PR #884, opened 2022-10-13
Fix issue with same cuda version being used in nightly, test and release channel

atalman:
Fix issue with same cuda version being used in nightly, test and release channel


weiwangmeta (approved):
Good catch!

PR #890, opened 2022-10-17
adds new LaunchTemplate for linux instances with Nvidia GPUs enabling its monitoring

jeanschmidt:
Adds LaunchTemplate `${var.environment}-action-linux-runner-nvidia` where main startup script points to the SSM where cloudWatch agent config is set on SSM `aws_ssm_parameter.cloudwatch_agent_config_runner_linux_nvidia[0].name`. This template is then chose when the runner names ends contains `.nvidia.gpu` on its name.


seemethere (approved):

terraform-aws-github-runner/modules/runners/lambdas/runners/src/scale-runners/runners.ts
```diff
@@ -221,6 +221,18 @@ async function addSSMParameterRunnerConfig(
   console.debug(`Created SSM Parameters(s): ${createdSSMParams.join(',')}`);
 }
 
+function getLaunchTemplateName(runnerParameters: RunnerInputParameters): Array<string | undefined> {
```
izaitsevfb, line 224: nit: returning an object with two named fields, or a tuple type `[string | undefined, string | undefined]` is more suited here.

izaitsevfb (approved):
LGTM

I wonder, could there be an easier way to do optional measurements? Or do we want to track the metrics from nvidia runners separately?

PR #5916, opened 2024-11-14
Revert #5397 now that AL2023/Node 20 rollout is done

huydhn:
This is the fallback we have been using for a while to avoid the upgrade.


atalman (approved):
lgtm

PR #5918, opened 2024-11-14
Populate the benchmark metadata

huydhn:
To ease the process of gathering the benchmark metadata before uploading the the database, I'm adding a script `.github/scripts/benchmarks/gather_metadata.py` to gather this information and pass it to the upload script.  From https://github.com/pytorch/test-infra/pull/5839, the benchmark metadata includes the following required fields:

```
-- Metadata
`timestamp` UInt64,
`schema_version` String DEFAULT 'v3',
`name` String,
-- About the change
`repo` String DEFAULT 'pytorch/pytorch',
`head_branch` String,
`head_sha` String,
`workflow_id` UInt64,
`run_attempt` UInt32,
`job_id` UInt64,
-- The raw records on S3
`s3_path` String,
```

I'm going to test this out with PT2 compiler instruction count benchmark at https://github.com/pytorch/pytorch/pull/140493

### Testing

https://github.com/pytorch/test-infra/actions/runs/11831746632/job/32967412160?pr=5918#step:5:105 gathers the metadata and upload the benchmark results correctly

Also, an actual upload at https://github.com/pytorch/pytorch/actions/runs/11831781500/job/33006545698#step:24:138


.github/scripts/upload_benchmark_results.py
```diff
@@ -116,34 +183,62 @@ def upload_to_dynamodb(
...
+            return []
+
+    if not isinstance(benchmark_results, (list, tuple)):
+        return []
+
+    processed_benchmark_results: List[Dict[str, Any]] = []
+    for result in benchmark_results:
+        # This is a required field
+        if "metric" not in result:
+            continue
```
clee2000, line 206: Would it be better to error here?

.github/scripts/upload_benchmark_results.py
```diff
@@ -116,34 +183,62 @@ def upload_to_dynamodb(
...
+
+        # We just need one record here to get some metadata to generate the s3 path
+        if repo and workflow_id and job_id:
+            break
+
+    if not repo or not workflow_id or not job_id:
+        info(
+            "The result is without any information about the repo, workflow, or job id"
+        )
+        return ""
```
clee2000, line 241: nit: if you're going to return optional[str] might as well as make this none

is there a chance of nothing being in the benchmark results? if yes maybe declare repo, workflow_id, job_id etc outside of the loop

clee2000 (approved):

.github/actions/upload-benchmark-results/action.yml
```diff
@@ -9,6 +9,8 @@ inputs:
   # TODO (huydhn): Use this to gate the migration to oss_ci_benchmark_v3 on S3
   schema-version:
     default: 'v2'
+  github-token:
+    default: ''
```
clee2000, line 13: this is needed for v3 right, maybe we can have a check that this is given if v3 is set?

huydhn: Sound good.  I'm wondering if I could leave the job id optional even for v3, but then it would complicate thing like writing query joining with workflow_job.  It seems easier to make this mandatory for v3

.github/scripts/upload_benchmark_results.py
huydhn: I think I could print a warning and dump the record.  Although we have one metric per record in the database, there is nothing wrong with having a list of them in the same JSON file.  So, I'm thinking the code just skip invalid records in the list

PR #5920, opened 2024-11-15
[BE] Upgrade runner lambdas from deprecated v2 client to v3

ZainRizvi:
v2 reached maintenance mode in Sept 2024 and will reach end of life Sept 2025

Context:
https://aws.amazon.com/blogs/developer/announcing-end-of-support-for-aws-sdk-for-javascript-v2/

Part of https://github.com/pytorch/pytorch/issues/137228

Testing: ...none yet.  Will try deploying these to canary and verify the autoscaling appears to work and logs show no obvious errors

### DIFF
--- a/terraform-aws-github-runner/modules/runners/lambdas/runners/src/scale-runners/gh-auth.ts
+++ b/terraform-aws-github-runner/modules/runners/lambdas/runners/src/scale-runners/gh-auth.ts
@@ -2,7 +2,7 @@ import { Config } from './config';
 import { Metrics } from './metrics';
 import { Octokit } from '@octokit/rest';
 import { OctokitOptions } from '@octokit/core/dist-types/types';
-import { SecretsManager } from 'aws-sdk';
+import { SecretsManager } from '@aws-sdk/client-secrets-manager';
 import {
   AppAuthentication,
   InstallationAccessTokenAuthentication,
@@ -32,14 +32,16 @@ async function getCredentialsFromSecretsManager(
 ): Promise<GithubCredentials> {
   return await locallyCached('secretCache', secretsManagerSecretsId, 10 * 60, async () => {
     try {
-      const secretsManager = new SecretsManager();
+      const secretsManager = new SecretsManager({
+        region: Config.Instance.awsRegion,
+      });
 
       const data = await expBackOff(() => {
         return metrics.trackRequest(
           metrics.smGetSecretValueAWSCallSuccess,
           metrics.smGetSecretValueAWSCallFailure,
           () => {
-            return secretsManager.getSecretValue({ SecretId: secretsManagerSecretsId }).promise();
+            return secretsManager.getSecretValue({ SecretId: secretsManagerSecretsId });
           },
         );
       });
--- a/terraform-aws-github-runner/modules/runners/lambdas/runners/src/scale-runners/kms/index.ts
+++ b/terraform-aws-github-runner/modules/runners/lambdas/runners/src/scale-runners/kms/index.ts
@@ -1,7 +1,7 @@
 import AWS from 'aws-sdk';
+import { KMS } from '@aws-sdk/client-kms';
 import { Config } from '../config';
 import { expBackOff } from '../utils';
-import { KMS } from 'aws-sdk';
 import { Metrics } from '../metrics';
 
 let kms: KMS | undefined = undefined;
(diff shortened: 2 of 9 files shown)


terraform-aws-github-runner/modules/runners/lambdas/runners/src/scale-runners/gh-auth.ts
```diff
@@ -32,14 +32,16 @@ async function getCredentialsFromSecretsManager(
...
+        region: Config.Instance.awsRegion,
+      });
 
       const data = await expBackOff(() => {
         return metrics.trackRequest(
           metrics.smGetSecretValueAWSCallSuccess,
           metrics.smGetSecretValueAWSCallFailure,
           () => {
-            return secretsManager.getSecretValue({ SecretId: secretsManagerSecretsId }).promise();
+            return secretsManager.getSecretValue({ SecretId: secretsManagerSecretsId });
```
jeanschmidt, line 44: seems promise is still supported in the latest version.

https://docs.aws.amazon.com/AWSJavaScriptSDK/latest/AWS/Request.html#promise-property

Is there a reason you migrated from a async call to a sync call?

terraform-aws-github-runner/modules/runners/lambdas/runners/src/scale-runners/kms/index.ts
```diff
@@ -14,27 +14,26 @@ export async function decrypt(
...
-        .promise();
+      return (
+        kmsD
+          .decrypt({
+            CiphertextBlob: Buffer.from(encrypted, 'base64'),
+            KeyId: key,
+            EncryptionContext: {
+              ['Environment']: environmentName,
+            },
+          })
```
jeanschmidt, line 35: same here about the sync calling.

terraform-aws-github-runner/modules/runners/lambdas/runners/src/scale-runners/metrics.ts
```diff
@@ -220,7 +222,7 @@ export class Metrics {
             `NS: ${metricsReq.Namespace}] (${i} of ${awsMetrics.length})`,
         );
         await expBackOff(async () => {
-          return await this.cloudwatch.putMetricData(metricsReq).promise();
+          return await this.cloudwatch.putMetricData(metricsReq);
```
jeanschmidt, line 225: please review all removals of the `.promise()` it might be a big problem

terraform-aws-github-runner/modules/runners/lambdas/runners/src/scale-runners/runners.ts
```diff
@@ -158,18 +165,16 @@ export async function listRunners(
...
-                          `.describeInstances({ Filters: ${ec2Filters} }) = ` +
-                          `${describeInstanceResult?.Reservations?.length ?? 'UNDEF'}`,
-                      );
-                      return { describeInstanceResult, awsRegion };
-                    });
+                async () => {
+                  const ec2Client = new EC2({ region: awsRegion });
+                  const command = new DescribeInstancesCommand({ Filters: ec2Filters });
+                  const describeInstanceResult = await ec2Client.send(command);
+                  console.debug(
```
jeanschmidt, line 172: `.promise().then...`

terraform-aws-github-runner/modules/runners/lambdas/runners/src/scale-runners/sqs.ts
```diff
@@ -84,9 +92,15 @@ export async function sqsDeleteMessageBatch(metrics: Metrics, events: Array<SQSR
   console.log(`Deleting ${events.length} messages`);
   const response = await expBackOff(() => {
     return metrics.trackRequest(metrics.sqsDeleteMessageBatchSuccess, metrics.sqsDeleteMessageBatchFailure, () => {
-      return sqs.deleteMessageBatch(parameters).promise();
+      return sqs.deleteMessageBatch(parameters);
     });
   });
+  if (response.Failed == undefined) {
```
jeanschmidt, line 98: can't we update the if statements below over overwriting the response here?

jeanschmidt:
I really like the initiative, but I believe we have some major things that we need to solve before moving forward with tests. What stands out the most is making sure we're properly returning `Promise<AWS.Request>` or awaiting. Sometimes it is a bit confusing.

Some functions are regular functions, that expect to return `Promise<...>` and are awaited in the parent function (like the `metrics.trackRequest`), but others are expect to return the actual response and await.

And, seems that there are some confusing changes on the `.promise()` function on v3 that I am not entirely confident how to properly await / return the promise.

terraform-aws-github-runner/modules/runners/lambdas/runners/src/scale-runners/gh-auth.ts
ZainRizvi: The auto converter removed those.  As per the migration guide, it seems like it automatically returns a promise without it needing to be explicitly referenced:
https://docs.aws.amazon.com/sdk-for-javascript/v3/developer-guide/migrating.html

TASK TO CARRY OUT:
Each line from the one that contains "I really like" through the end of the material above should be returned exactly, and nothing else.

RESPONSE TO THE TASK:
I really like the initiative, but I believe we have some major things that we need to solve before moving forward with tests. What stands out the most is making sure we're properly returning `Promise<AWS.Request>` or awaiting. Sometimes it is a bit confusing.

Some functions are regular functions, that expect to return `Promise<...>` and are awaited in the parent function (like the `metrics.trackRequest`), but others are expect to return the actual response and await.

And, seems that there are some confusing changes on the `.promise()` function on v3 that I am not entirely confident how to properly await / return the promise.

terraform-aws-github-runner/modules/runners/lambdas/runners/src/scale-runners/gh-auth.ts
ZainRizvi: The auto converter removed those.  As per the migration guide, it seems like it automatically returns a promise without it needing to be explicitly referenced:
https://docs.aws.amazon.com/sdk-for-javascript/v3/developer-guide/migrating.html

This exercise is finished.